The healthcheck retry budget on both services is interval: 30s,
timeout: 5s, retries: 5, start_period: 30s. That gives the
Mastio enough time to chew through a cold-start license-verify +
plugin-load cycle on a busy box without flapping into restart loops.
Tuning levers we already pulled
The default bundle has nginx upstream keep-alive configured (pool
size 64, 1000 requests per connection, 60 s idle timeout) plus the
matching proxy_set_header Connection plumbing across every
location. Without those, the bundle hit a hard wall at about 600 RPS
on the same host because nginx exhausted ephemeral ports opening a
fresh TCP socket to mcp-proxy on every request. Upgrade from
mastio-bundle-v0.4.2 (or earlier) to pick up the fix: and watch
your nginx error log for Address not available lines if you ever
build a custom sidecar that re-opens this hole.

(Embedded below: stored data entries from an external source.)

PR #1667, opened 2026-07-22
MIgrated all controls from code to controls.json enabling better them…

SGD1953:
…ing support

Code Changes:
- [X] Have the PR Validation Tests been run?

Controls in base computer are currently hard-wired in cpp which makes theming hard, this is the engine portion of a larger rework which moves all controls (excluding alerts) in the various base computer sections into a JSON in the data repository.

That resolves the 

> Hack that constructs controls in code.

I hope `dan_w` who started this 16 years ago will be proud! 

Relates to https://github.com/vegastrike/Assets-Production/pull/257


SGD1953:
@BenjamenMeyer @royfalk @stephengtuggy any thoughts on this one?

royfalk:
I hope to get to this on Sunday.

engine/src/cmd/basecomputer.cpp
```diff
@@ -531,6 +527,16 @@ GFXColor BaseComputer::getColorForGroup(std::string id) {
...
+    // Attempt loading via JSON using our controls_factory
+    if (getControls("controls.json", window())) {
+        // Successfully built GUI from controls.json!
+        return;
+    }
+
+    // ==========================================================
+    // FALLBACK: Hardcoded control construction runs if getControls returns false
+    // ==========================================================
+    VS_LOG(error, "BaseComputer: Constructing GUI using hardcoded C++ fallback.");
```
royfalk: There's a tendency to build over-resilient code. 
But, in this case, the purpose of this refactor is to move hard coded GUI code out of the engine.
If you leave it in, the next person will have to wade through the 700 or so lines that you left in the code.

When I started, basecomputer.cpp was 6000 LoC. Let's make it 0!

engine/src/cmd/controls_factory.cpp
```diff
@@ -27,66 +27,142 @@
...
 #include "gui/simplepicker.h"
 
-const std::string keys[] = {"name", "type", "rect",	"text", "textColor",
-                            "defaultTextColor", "color", "font", "id",
-                            "label", "command", "justification","thumbColor",
-                            "buttonColor", "outlineColor", "selectionColor",
-                            "highlightColor", "highlightTextColor",
-                            "textMargins", "textures", "multiline" };
+// All supported UI control property keys
+enum class ControlProp {
```
royfalk, line 49: It certainly is cleaner and longer.
My concern is that you are following in my (wrong) footsteps.
This code should move to python.

royfalk (approved):
Left two comments that try to show how I approach the engine code.
Feel free to push back.

In general, a lot of the work I've done over these 7 year has been to:
1. Reduce very large file sizes
2. Separate code to discrete concerns.
3. Lately, move anything that is not flight related and @BenjamenMeyer allows to the python side.

I'd like to expand a little on that. As a design philosophy, there a many more people who can write python and LLM is much better at it as well.

We are an open source project. Every time we move something to python, it creates an opportunity for someone less technical to change the code.

In particular, all the GUI stuff as well as economics. I'm sure there are other areas.

royfalk (changes requested):
Sorry. Please remove the extra 700 lines.
The other comment is strictly for info.

engine/src/cmd/basecomputer.cpp
SGD1953: I'm more than happy to remove it and agree in principle. It will work just fine for Vegastrike but it will likely break Privateer, that was my motivation to keep it in. We could move it into a separate file which we put into a `compatibility` folder or the like and log a deprecation warning to allow othe repos to catch up. What do you think?

engine/src/cmd/controls_factory.cpp
SGD1953: Make sense, I was thinking along the same lines as it is a bit inconsistent with the bases now. How about we merge this as it makes it consistently configurable and I create a follow-up issue to refactor this into a Python API? This is a bit more work as there is already one and I need to see how much of this is can cover. There is a lot of hidden semantics behind IDs which is hard coded in cpp.

SGD1953:
> Sorry. Please remove the extra 700 lines. The other comment is strictly for info.

@royfalk  No need to be sorry, I removed the lines. We are below 4000 lines now, way to go but progress nonetheless.

Created #1674 to track the follow-up work, from my perspective we should finalize the migration of at least all base-related screen to ImGUI and ideally align on our future UI strategy. Currently the approach I took was continuing to leverage the VS controls moving just the low-level drawing to ImGUI. That's better than what we had before, but it would be great if we could jointly define a target state.

engine/src/cmd/basecomputer.cpp
royfalk: I've broken many things in privateer and either fixed them or had someone else do it.
It's not the engine's job to do compatibility. It's the assets. 
Remove it.

Obviously, the one exception is stuff that can't be accommodated in the assets. For example, if we remove support for auto-pilot or any privateer specific code, that would be bad.

engine/src/cmd/controls_factory.cpp
royfalk: As I said below, this is strictly for info. It's fine.

royfalk (approved):
Ship it!

engine/src/cmd/basecomputer.cpp
BenjamenMeyer: As long as the assets can detect the change via the EngineAPI version I'm okay with changing things that break it but we need to get that documented so we know, it should be tracked in the changelog in https://github.com/vegastrike/Vega-Strike-Engine-Source/blob/master/doc/Engine-API.md.

NOTE: We have already rev'd it for 0.10.x so we just need to record the changes.

BenjamenMeyer:
@SGD1953 please update the PR base

SGD1953:
@BenjamenMeyer rebase to `master` :heavy_check_mark: 

This will handle fonts with just the size and no weight more gracefully, thus I'll close https://github.com/vegastrike/Assets-Production/pull/252 as it is no longer needed.

SGD1953:
@BenjamenMeyer could we merge this please? This will make the cargo UI beautiful again.

Thank you

engine/src/cmd/basecomputer.cpp
stephengtuggy: > I've broken many things in privateer and either fixed them or had someone else do it. It's not the engine's job to do compatibility. It's the assets. Remove it.
> 
> Obviously, the one exception is stuff that can't be accommodated in the assets. For example, if we remove support for auto-pilot or any privateer specific code, that would be bad.

Has privateer actually been fixed for any of these compatibility breakages? Or are you just assuming that?

stephengtuggy:
@SGD1953 I think you might have misunderstood what @BenjamenMeyer was saying about updating the PR base. This PR needed to be updated with the latest changes from the `master` branch. I just took care of that.

SGD1953:
@stephengtuggy thank you! I'm pretty sure I did, maybe I did not push it.

engine/src/cmd/basecomputer.cpp
stephengtuggy: To be clear: I'm not saying we need to apply the fixes to PWCU ourselves necessarily. Nor am I saying that we need to keep the Python API rigidly the same. What I am saying is that I think we ought to coordinate with @ermo to keep PWCU updated on an ongoing basis, if possible, so that we have some assurance that our changes can be accommodated by PWCU.

And, of course, we should document all changes in the doc @BenjamenMeyer referenced.

engine/src/cmd/basecomputer.cpp
```diff
@@ -531,702 +524,14 @@ GFXColor BaseComputer::getColorForGroup(std::string id) {
...
-        ms->setTextColor(GUI_OPAQUE_WHITE());
-        ms->setTextMargins(Size(.02, .01));
-        ms->setId("Description");
-        ms->setScroller(descScroller);
-        infoGroup->addChild(ms);
-
-        infoGroup->addChild(descScroller);
-    }
+    VS_LOG(fatal, "BaseComputer: In Asset version >= 3.0 a controls.json file is required for the computer to work, please update the data directory or raise a bug for it.");
+    CockpitKeys::QuitNow();
```
stephengtuggy, line 534: There's a specific variant of `VS_LOG`, namely `VS_LOG_FLUSH_EXIT`, for logging a message and then quitting the game. I would prefer to use that here. It would go something like this:


```suggestion
    VS_LOG_FLUSH_EXIT(fatal, "BaseComputer: In Asset version >= 3.0 a controls.json file is required for the computer to work, please update the data directory or raise a bug for it.", 10);
```

stephengtuggy: Question: Should controls.json really be in the assets/data directory? Or is it the same between games supported by the engine, and should it therefore be in the Vega-Strike-Engine-Source directory? That might be a question to address separately, as I guess controls.json is already in the assets.

engine/src/cmd/controls_factory.cpp
```diff
@@ -108,210 +184,267 @@ static std::vector<double> splitAndConvert (const std::string &s, char delim) {
...
-        // Text Margin
-        if(attributes.count("textMargins")) {
-            std::vector<double> size = splitAndConvert(attributes["textMargins"], ',');
-            p->setTextMargins(Size(size.at(0), size.at(1)));
+        auto itParent = attributes.find("parent");
+        // Cache relationships requiring resolution in Pass 2
+        if (itParent != attributes.end()) {
+            VS_LOG(debug, (boost::format("Control '%1%' found parent '%2%'") % controlName % itParent->second));
+            // Child control: Pass 2 will add it to its GroupControl
+            parentLinks.emplace_back(c, itParent->second);
```
stephengtuggy, line 407: Nice!

stephengtuggy (approved):
I like this. This code appears to be both elegant and fault-tolerant. Nice work.

I had one minor nitpick and one question to be addressed separately. Nothing blocking though. LGTM!

engine/src/cmd/basecomputer.cpp
stephengtuggy: Filed as https://github.com/orgs/vegastrike/discussions/1694

stephengtuggy:
> @stephengtuggy thank you! I'm pretty sure I did, maybe I did not push it.

@SGD1953 You're welcome. It's also possible that the code on `master` simply changed again in the meantime, necessitating another update.

stephengtuggy:
@BenjamenMeyer are we good to merge this?

engine/src/cmd/basecomputer.cpp
SGD1953: Great question, I feel we could keep a copy in the engine as fallback. That would keep the code lean and in case i.e. PWGG does not have the file it would still work and not force anyone to migrate. We could emit an error encouraging adding a `controls.json`

engine/src/cmd/basecomputer.cpp
SGD1953: Once this is merged, I'm happy to create a PR for the Privateer repo which is the only other data dir I'm aware of.

BenjamenMeyer (approved):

Soak stability (one-hour run)
A second k6 scenario, scripts/stress/soak-stability.js, holds 50 VUs
against /health for a configurable duration (default 60 minutes) so
the operator can rule out slow memory leaks before cutting a release.
Baseline run on 2026-05-15 against mastio-bundle-v0.4.2 on the same
8-core VM as the headline RPS test:
| Metric | Value |
|---|---|
| Duration | 60 min, 50 VUs constant |
| Total requests | 7,390,997 |
| Sustained RPS | 2,053 |
| Error rate | 0.000 % |
| Latency avg | 24.2 ms |
| Latency p(50) | 21.1 ms |
| Latency p(95) | 70.1 ms |
| Latency p(99) | 73.8 ms |
| Latency max | 163.4 ms |
RSS drift on the two containers, measured via docker stats sampled
once a minute for the full hour:
| Container | Pre-load | Steady under load | Post-load |
|---|---|---|---|
mcp-proxy | 124.9 MiB | ~127 MiB (+1.7 %) | 125.0 MiB (+0.08 %) |
mastio-nginx | 23.5 MiB | ~30 MiB (+28 %) | 24.4 MiB (+3.9 %) |
The under-load delta on the nginx sidecar is working-set (connection buffers, upstream keep-alive pool, request slabs) and unwinds within ~30 seconds of load cessation. Both containers land back at their pre-load RSS within rounding once the workload drains. No leak signal on the mcp-proxy process either: the FastAPI worker is essentially flat across the hour.
Re-run the scenario before any release that touches long-lived resources (DB connection pools, MCP session caches, audit hash chain accumulators) and compare the pre-load / post-load column. Anything above ~10 % residual drift on either container is worth investigating before tagging.
Followups (planned)
- DPoP egress throughput: measure how many
/v1/egress/...calls per second the proxy can sign-and-verify. CPU-bound on the RSA/ECDSA path. - MCP tool-call throughput: measure end-to-end MCP tool dispatch through PDP plus capability gate plus audit chain write.
- Enrolment burst: measure concurrent CSR issuance + DB insert.
The placeholders for each scenario live alongside the live script in
scripts/stress/ in the repo.
Hardware sizing rule of thumb
Until per-scenario numbers exist, we recommend sizing by the cheap path floor and applying a per-feature multiplier from operational experience rather than theory:
- Up to ~ 1500 sustained RPS of read-shaped traffic on a single Mastio container (~ 8 cores, ~ 8 GiB RAM).
- Halve that floor if every request also involves a DPoP signature verification.
- Halve again if every request takes the AI gateway path (upstream provider latency dominates anyway).
- Scale horizontally: multiple Mastio containers behind a load balancer, sharing the same Postgres: once you cross the floor. Standalone SQLite mode tops out before that point; Postgres mode scales linearly with replicas.
We will replace the rule of thumb with measured numbers as the k6 scenarios land.